Now, the reason why this is an error is because the decision to stay in the job is also an active decision, and you should treat it the same way.”
The danger of goal-setting and how to do it properly:
“Another strategy we can use to quit closer to when we should is to increase the flexibility in how we set goals… So there's this amazing work by Maurice Schweitzer, who's at Wharton at University of Pennsylvania, we have this idea that goals are just generally good but he's saying there's a real downside to goals which is when you have a goal and it does two things to you:
It privileges certain values that you might have and deprivileges other values that you might have. So we need to be very thoughtful about, when I think about this goal, first of all, what am I not seeing? And what am I giving up that I'm following this goal?
Goals are also pass/fail. So, in a lot of ways, it's better to have never tried to go up Everest at all than to have gotten within 300 feet of the summit and turned around.

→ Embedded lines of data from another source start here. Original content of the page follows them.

Issue #7667, opened 2021-09-14
Improve error message when multiple incompatible trigger bindings are specified


IanKemp:
#### What problem would the feature you're requesting solve? Please describe.
A co-worker accidentally defined a function to have multiple triggers:

```csharp
        public async Task<int> ProcessBlob(
          [QueueTrigger("QueueName", Connection = "ConnectionStringName")] string blobQueue,
          [ActivityTrigger] Orchestration_Context inputs,       
          ILogger log)
```

which results in host start failure, and this rather unhelpful error message:

```ps
A host error has occurred during startup operation '83b24a80-e9fa-477d-a85a-463ab000bb74'.
System.Linq: Sequence contains more than one matching element.
Value cannot be null. (Parameter 'provider')
```

Running `func.exe` manually with `CLI_DEBUG=1` set beforehand, I was able to view the full stack trace, which was actually helpful and led me to [ExternalConfigurationStartupValidator.cs](https://github.com/Azure/azure-functions-host/blob/dev/src/WebJobs.Script/DependencyInjection/ExternalConfigurationStartupValidator.cs#L46). With that it became clear that the issue was with trigger bindings, which allowed me to figure out the above mistake that was made.

#### Describe the solution you'd like
Change the linked code from:

```csharp
                var trigger = function.Bindings.SingleOrDefault(b => b.IsTrigger);
```

to

```csharp
                var triggers = function.Bindings.Where(b => b.IsTrigger);
                if (triggers.Count() > 1)
                {
                    throw new InvalidOperationException($"Function \"{function.Name}\" has multiple triggers defined; this is not permitted");
                }

                var trigger = triggers.SingleOrDefault();
```

I don't believe that doing `Where()`/`Count()` here is particularly problematic from a performance standpoint, as this code is executed on host startup, which (should) happen relatively infrequently and only once during the host lifetime.

#### Describe alternatives you've considered
Painful debugging.

v-anvari:
Thank you for your feedback! We will investigate this scenario and update you with the possibilities.

mathewc:
@IanKemp thanks for taking the time to report this issue. PR https://github.com/Azure/azure-functions-host/pull/7685 addresses this.

IanKemp:
Thanks for the super fast turnaround @mathewc !

PR #7685, opened 2021-09-21
Fix ExternalConfigurationStartupValidator bug (#7667)

mathewc:
Addresses https://github.com/Azure/azure-functions-host/issues/7667. Full validation of triggers happens later in the startup process during indexing [here](https://github.com/Azure/azure-webjobs-sdk/blob/11b99659a7f4fdd62bf1e0370cfd459cf5739f80/src/Microsoft.Azure.WebJobs.Host/Indexers/FunctionIndexer.cs#L183) and a proper error message will be logged then. For the purposes of this issue, we just need to be sure the config validator doesn't prematurely choke on this.

### DIFF
--- a/src/WebJobs.Script/Description/FunctionDescriptorProvider.cs
+++ b/src/WebJobs.Script/Description/FunctionDescriptorProvider.cs
@@ -178,13 +178,6 @@ namespace Microsoft.Azure.WebJobs.Script.Description
 
         protected internal virtual void ValidateFunction(FunctionMetadata functionMetadata)
         {
-            // Functions must have a trigger binding
-            var triggerMetadata = functionMetadata.InputBindings.FirstOrDefault(p => p.IsTrigger);
-            if (triggerMetadata == null)
-            {
-                throw new InvalidOperationException("No trigger binding specified. A function must have a trigger input binding.");
-            }
-
             HashSet<string> names = new HashSet<string>(StringComparer.OrdinalIgnoreCase);
             foreach (var binding in functionMetadata.Bindings)
             {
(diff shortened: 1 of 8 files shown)


src/WebJobs.Script/Description/FunctionDescriptorProvider.cs
```diff
@@ -213,6 +220,11 @@ protected internal virtual void ValidateBinding(BindingMetadata bindingMetadata)
             {
                 throw new ArgumentException($"{ScriptConstants.SystemReturnParameterBindingName} bindings must specify a direction of 'out'.");
             }
+
+            if (string.IsNullOrEmpty(bindingMetadata.Type))
```
mathewc: In writing the tests, it turned out that some of the test bindings weren't specifying a Type, causing errors. E.g. in the new trigger validations above, IsTrigger would throw for bindings that didn't specify a Type, since it relies on parsing that value.

src/WebJobs.Script/Description/FunctionDescriptorProvider.cs
```diff
@@ -200,6 +193,20 @@ protected internal virtual void ValidateFunction(FunctionMetadata functionMetada
                     names.Add(binding.Name);
                 }
             }
+
+            // Verify there aren't multiple triggers defined
+            var triggers = functionMetadata.InputBindings.Where(p => p.IsTrigger).ToArray();
+            if (triggers.Length > 1)
+            {
+                throw new InvalidOperationException($"Multiple trigger bindings defined. A function can only have a single trigger binding.");
```
mathewc, line 201: To get a proper error message, we need to do this validation here, otherwise we get a "sequence contains more than one matching element" [here](https://github.com/Azure/azure-functions-host/blob/8596a27c5a3cf1c26546418fe8ac6bcf132f808b/src/WebJobs.Script/Description/FunctionDescriptor.cs#L39) where it's expected that there's only ever a single trigger. So we need to ensure we never create an invalid FunctionDescriptor in the first place.

src/WebJobs.Script/Description/FunctionDescriptorProvider.cs
brettsam: To be clear, this scenario already threw an exception, correct? This is just a better exception? 

Just trying to avoid something now throwing that was accidentally "working" before.

brettsam (commented):
Had one question...

src/WebJobs.Script/Description/FunctionDescriptorProvider.cs
mathewc: Yes - as you can see in the code [here](https://github.com/Azure/azure-functions-host/blob/8596a27c5a3cf1c26546418fe8ac6bcf132f808b/src/WebJobs.Script.Abstractions/Description/Binding/BindingMetadata.cs#L56) for IsTrigger which is called above, we assume Type is always set. This was resulting in a null ref exception before, now a better message.

brettsam (dismissed):

PR #7691, opened 2021-09-23
Improve error handling for GetScriptHostServiceOrNull

mathewc:
When the host is being disposed, this service provider helper can throw due to objects/containers being disposed.

### DIFF
--- a/src/WebJobs.Script/Extensions/IServiceProviderExtensions.cs
+++ b/src/WebJobs.Script/Extensions/IServiceProviderExtensions.cs
@@ -21,11 +21,19 @@ namespace Microsoft.Extensions.DependencyInjection
                 throw new ArgumentNullException(nameof(serviceProvider));
             }
 
-            var hostManager = serviceProvider.GetService<IScriptHostManager>();
-            if (Utility.TryGetHostService(hostManager, out TService service))
+            try
             {
-                return service;
+                var hostManager = serviceProvider.GetService<IScriptHostManager>();
+                if (Utility.TryGetHostService(hostManager, out TService service))
+                {
+                    return service;
+                }
             }
+            catch
+            {
+                // can get exceptions if the host is being disposed
+            }
+
             return null;
         }
     }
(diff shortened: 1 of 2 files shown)


src/WebJobs.Script/Extensions/IServiceProviderExtensions.cs
```diff
@@ -21,11 +21,19 @@ public static class IServiceProviderExtensions
...
-                return service;
+                var hostManager = serviceProvider.GetService<IScriptHostManager>();
+                if (Utility.TryGetHostService(hostManager, out TService service))
+                {
+                    return service;
+                }
             }
+            catch
+            {
+                // can get exceptions if the host is being disposed
```
mathewc, line 34: Applying the same error handling that Utility.TryGetHostService uses [here](https://github.com/Azure/azure-functions-host/blob/405a25dc064d3cc85f5c6419361db87c610386a1/src/WebJobs.Script/Utility.cs#L62)

alrod (approved):

src/WebJobs.Script/Extensions/IServiceProviderExtensions.cs
```diff
@@ -21,11 +21,19 @@ public static class IServiceProviderExtensions
...
+            try
             {
-                return service;
+                var hostManager = serviceProvider.GetService<IScriptHostManager>();
+                if (Utility.TryGetHostService(hostManager, out TService service))
+                {
+                    return service;
+                }
             }
+            catch
```
alrod, line 32: do we need to catch only ObjectDisposedException

mathewc: I had done that originally, but decided to use the same handling that we do elsewhere. Also, another issue with trying to handle specific types is the DryIoc.ContainerException is defined in WebHost which isn't accessible here, so I'd have to catch the base InvalidOperation type. Rather than do that I think what I have here is better.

So how do we solve for this? There's kind of two ways that we solve for it. The first way that we can do is to remember the word “unless”. And this is really important, think about these things in advance. It's totally fine to say, "This is my goal unless," right? So my goal is to reach the summit unless there's really bad weather. So this idea of, "This is my goal unless," allows you to say, "I am setting this goal given what my information is right now."
The second thing, I think... So I was speaking to Ken Kamler, who is really amazing. He had been a doctor on Everest, actually, six different times. And he said something, I think, that was really profound. He said, "People forget when they're climbing Everest that the goal of Everest is not to get to the summit. The goal is to get back down to the base of the mountain." And why I think that that's so powerful is that he's talking about a time horizon problem, is that we get really wrapped up in the short term a lot when we ought to be thinking about the long term.”
Longer term thinking allows for many more changes of course and changes of direction without being seen as a quitter. Focus on the longer term bigger picture issues, family, happiness, wealth, health etc… and then the decisions along the way are all to those goals.